The moment has arrived.  The piano and I are negotiating the introduction.  Lean on the soft pedal.  Keep the rhythm slow and steady.  Bob is positioning the mike.  He’s breathing in.  Now he is singing the low notes, making them mellow, feeling the rhythm.  Now he’s building in the middle, resting, breathing.  The lights seem softer somehow.  Now he’s up in the high notes, the E, the D’s, soaring, gliding.  The piano has forgotten to be out of tune.  Indeed, it seems to be playing itself, coming out of itself to be with Bob.  It is supporting.  It is lifting.  It is singing too.  Having awakened the audience, Bob takes a moment to twirl them at the top before he starts the final descent, coming down softly, leaving them gently.  The last low note ushers in the silence.  Nothing left to do but take a bow. 

 

Applause rings out.  Tomorrow a bustling nurse will nod politely when a white-haired gentleman tells her Elvis was in the building.  But tonight the place seems to smell better than it did an hour ago, maybe as good as the Winspeare Centre, or maybe like a hotel theatre in Vegas. 

 

Saturday, December 02, 2006

FRUITCAKE

What do the experts say about the staying power of their fruitcakes?  Martha Stewart makes a fruitcake that will keep for 25 years.  Food writer Cinda Chavich tells us that her mother’s fruitcake keeps for a yeaar.  Ours never lasts more than a couple of months, shorter time if covered with almond paste.  Nobody knows how long it would keep.

Friday, December 01, 2006

THE PROBLEM WITHCHARITY

I know two people who have no food in the cupboard and no money coming in the next few days.  Neither of them will have money for the rent if they buy food with the next cheque.  It ought to be easy to deal with this problem, given the plethora of charity fund raising that goes on at Christmas.  The food bank is everywhere, on the radio, at every concert.  They are intelligent.  They are aware.  It is inconceivable that either of these people are unaware of the food bank, but neither has mentioned it, and so I tentatively mention the food bank to both of them. 

 

They are different these two, different in age, in gender, in stage of life.  Yet their response to my suggestion is virtually identical.  Silence!  I wait.  More silence!  The silence of the measured response, the silence of people swallowing a reaction too caustic to throw in the face of someone they trust, someone they respect.   “no,” they say.  “No.  Not the food bank.”

 

And then they wait for me to answer, wait in the silence.  More silence.  The silence of a counsellor who doesn’t know how to help people regain their mental health when they have no food to eat, the silence of someone who admires their courage in the face of deficiencies incomprehensible in the context of my own life.  I want to tell them that I don’t get it, that their refusal is stupid, that it makes me feel hopeless amid the bombardment of charities in this Christmas season.  Only trouble is, I do sort of get it. 

 

These are kind people, nice people, charitable people struck down in their prime by the pervasive mental illnesses that filter through the generational divides in their families.  They want to give, not take.  And while they may or may not be able to receive a cheque in private and sneak it to the bank under cover of confidentiality, they cannot imagine hearing themselves beg for food and then choose macaroni over lentils.  They would paste on a smile of gratitude, force out a polite thank-you.
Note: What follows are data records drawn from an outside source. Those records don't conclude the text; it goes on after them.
PR #332, opened 2024-09-25
Enrolment status in event card

nikomakela:
Dependency to https://github.com/City-of-Helsinki/palvelutarjotin/pull/365 which gives a new field to help to resolve the status code for the card.

PT-1668.

The enrolment status of an event is shown in the event card. The event
card can now have 4 different statuses:
- The event has some space available in some of it's occurrences.
- The event is full, it does not have any space left in any of it's
occurrences.
- The event enrolment status could not be resolved, which is when the
event has external enrolments.
- The event has no enrolments enabled at all in any of it's occurrences.

New important enrolment status fields are added to events fields query fields fragment.

NOTE: Also updated the CMS schema as it was out of the date a bit.

Screenshot 2024-09-24 at 11 54 08


terovirtanen:
**kultus-ui branch is deployed to platta: https://kultus-ui-pr332.dev.hel.ninja** :rocket::rocket::rocket:

public/locales/en/event.json
```diff
@@ -76,6 +76,11 @@
     "deleteDateFilter": "Poista rajaus"
   },
   "keywords": {
-    "labelKeywordLink": "Search events with keyword {{keyword}}"
+    "labelKeywordLink": "Search events with keyword {{keyword}}",
+    "enrollmentStatus": {
+      "externally_unknown": "Registrering på en annan sida",
+      "free_space_available": "Platser kvar",
+      "full": "Full"
+    }
```
karisal-anders, line 84: enrollmentStatus in en & sv, enrolmentStatus in fi,
enrolmentStatus would be in line with the British English use in the backend i.e. enrolment (British English) instead of enrollment (American English). Either way a single name should be used in en/sv/fi json files.

melniiv (approved):

src/common/components/keyword/keyword.module.scss
```diff
@@ -10,6 +10,24 @@
...
 }
+.keyword-red {
+  background-color: var(--color-brick);
+  color: white;
+}
+
+.keyword-green {
+  background-color: var(--color-copper-dark);
+  color: white;
+}
```
karisal-anders, line 21: Are the keyword colors actually categories that have nothing to do with color? I mean are they actually semantic categories, not color categories? If they are color categories then should the color of the category's name be reflected in the actual color shown? We could have a chat about this too, maybe easier to talk live / throw ideas around.

karisal-anders: If they're semantic categories then I'd say renaming the categories to their semantic meanings would be better than having the semantic information mapped to color in the name and still mapped to some other color in the visible shown color, if I understood correctly what's going on here. But let's talk!

nikomakela: I thought about this and I personally came to conclusion that the color-as-a-identifier told me more than semantic. I can think that green is a good thing and there is something good for me, but if the name is something like "free", it does not tell me the color of it and I might not even understand the whole "labeling". But, if this is something that really matters to you and you come up with better naming, it's OK for me to change the implementation. I think this is very trivial thing after all.

nikomakela: Also, this styling is now in keyword context, not in enrolment status context.

karisal-anders: We had a talk and this is ok.

terovirtanen:
**kultus-ui branch is deployed to platta: https://kultus-ui-pr332.dev.hel.ninja** :rocket::rocket::rocket:

PR #336, opened 2024-10-08
fix: set CMS page search size to better fit on grid implementation

nikomakela:
PT-1771.

Instead of fetching 10 items to a grid that has 3 columns, fetch 9 items, so they are equally balanced in the grid.

image


terovirtanen:
**kultus-ui branch is deployed to platta: https://kultus-ui-pr336.dev.hel.ninja** :rocket::rocket::rocket:

PR #345, opened 2024-11-03
fix: sentry to all envs enabled

melniiv:
### Closes :no_good_woman:


terovirtanen:
**kultus-ui branch is deployed to platta: https://kultus-ui-pr345.dev.hel.ninja** :rocket::rocket::rocket:

nikomakela (changes requested):
Why is this needed? It is the `NODE_ENV` (not the pipeline env), which can be either `"development"` or `"production"`. The `NODE_ENV` should be `"development"` only in localhost when you are running a development server, but not even there, if you are using a docker container with a production image `DOCKER_TARGET=production docker compose up --build`. I think it is a bad thing to initialize the Sentry to be in use in my local machine!

PR #349, opened 2024-12-04
Event page mobile payout

melniiv:
## Description :sparkles:
The layout was broken due to the wrong markup in multiple components
1. Hero: mobile markup should be completely different with opposite positioning for child containers
2. Occurrences section: table and time fields positioning refactored. Table now has a horizontal scroll, that was the main component which was breaking layout and header specifically
3. Queue: repositioned in mobile
4. Share:  repositioned in mobile
5. Removed huge margin bottom in mobile between content and footer.

Please test the desktop and mobile view.
Still question, how usable the table is on mobile. User has to scroll to see the Details button, and then when details are expanded, user sees the most right content.

Hero in mobile:

image

Header expanded:
image

Mobile content of the event page:

image

With scrolled table to right:
image

With expanded details: 
image

Tos see other expanded details, should be scrolled back to the left.

### Closes :no_good_woman:

**[PT-1829](https://helsinkisolutionoffice.atlassian.net/browse/PT-1829):**

[PT-1829]: https://helsinkisolutionoffice.atlassian.net/browse/PT-1829?atlOrigin=eyJpIjoiNWRkNTljNzYxNjVmNDY3MDlhMDU5Y2ZhYzA5YTRkZjUiLCJwIjoiZ2l0aHViLWNvbS1KU1cifQ

### DIFF
--- a/src/common/components/table/table.module.scss
+++ b/src/common/components/table/table.module.scss
@@ -2,6 +2,8 @@
 
 .tableWrapper {
   max-width: 100%;
+  overflow-x: auto;
+  white-space: nowrap;
 }
 
 .table {
@@ -15,6 +17,7 @@
   --fontsize-cell-header: var(--fontsize-body-l);
   --margin-bottom-table: var(--spacing-m);
   --spacing-cell: var(--spacing-m) var(--spacing-xs);
+  --spacing-cell-mobile: var(--spacing-xs) var(--spacing-xs);
   --expanded-row-border-color: var(--color-black-30);
 
   width: 100%;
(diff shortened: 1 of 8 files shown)


terovirtanen:
**kultus-ui branch is deployed to platta: https://kultus-ui-pr349.dev.hel.ninja** :rocket::rocket::rocket:

karisal-anders (commented):
Around ~960px the mobile menu is still available:
- image

But around ~930px it's partially off screen:
- image

And at ~900px the menu is not available on screen:
- image

The menu continues to be off screen until ~575px:
- image
- image

So the **menu** is **not available** on screen between ~**900px–575px** width.

nikomakela (approved):
Like you said @melniiv, the table is not very good on mobile, but everything else except that works quite well on my Google Pixel 8 and also in my Pixel tablet.

@karisal-anders Some of the widths might be calculated on page render and those are not responsive when the display size is changed without reloading. I think that it is acceptable, since it is clear that the mobile view has not been any of the priorities. I personally think that the mobile view is important, but I do remember conversations with designers where they have stated that it is not and the UI is aimed for big laptop screens.

However, I don't think the "Ilmoittaudu jonoon" should be centered:
image

melniiv:
fixed the "Ilmoittaudu jonoon"

melniiv:
the problem that Kari mentioned is related to the footer links, i ll create a separate ticket for that

PR #359, opened 2025-03-07
fix: rehydration issue in event cards keywords and enrolment statuses

nikomakela:
PT-1844.

The actual rehydration issue came from the useTranslation hook, which was not imported from the next-i18next, but from the react-i18next. Because of that, the result some how differed between the renders (from SSR and client).

The EnrolmentStatusKeyword was also rendered without LI-element, even then when it was rendered inside an UL-element. That is invalid against HTML standard.

Also, some key-attributes are now added with some uniqueID prefixes, because otherwise React struggled to identify the unique keyword items. This could have been an issue during rerenders. It was warned in the console.

### DIFF
--- a/src/common/components/keyword/EnrolmentStatusKeyword.tsx
+++ b/src/common/components/keyword/EnrolmentStatusKeyword.tsx
@@ -1,4 +1,4 @@
-import { useTranslation } from 'react-i18next';
+import { useTranslation } from 'next-i18next';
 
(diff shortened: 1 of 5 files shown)


terovirtanen:
**kultus-ui branch is deployed to platta: https://kultus-ui-pr359.dev.hel.ninja** :rocket::rocket::rocket:

karisal-anders (approved):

They would go home and give the food away. 

 

I just want to ask them over for dinner.  But the psychology profession would call that poor boundaries.  I fear the professionals would not defend me if things turned out badly.  “You can’t change the world,” they would say.  That is why we have government and charities. 

 

And I know they are right.  I cannot change the world.  But I still want to try.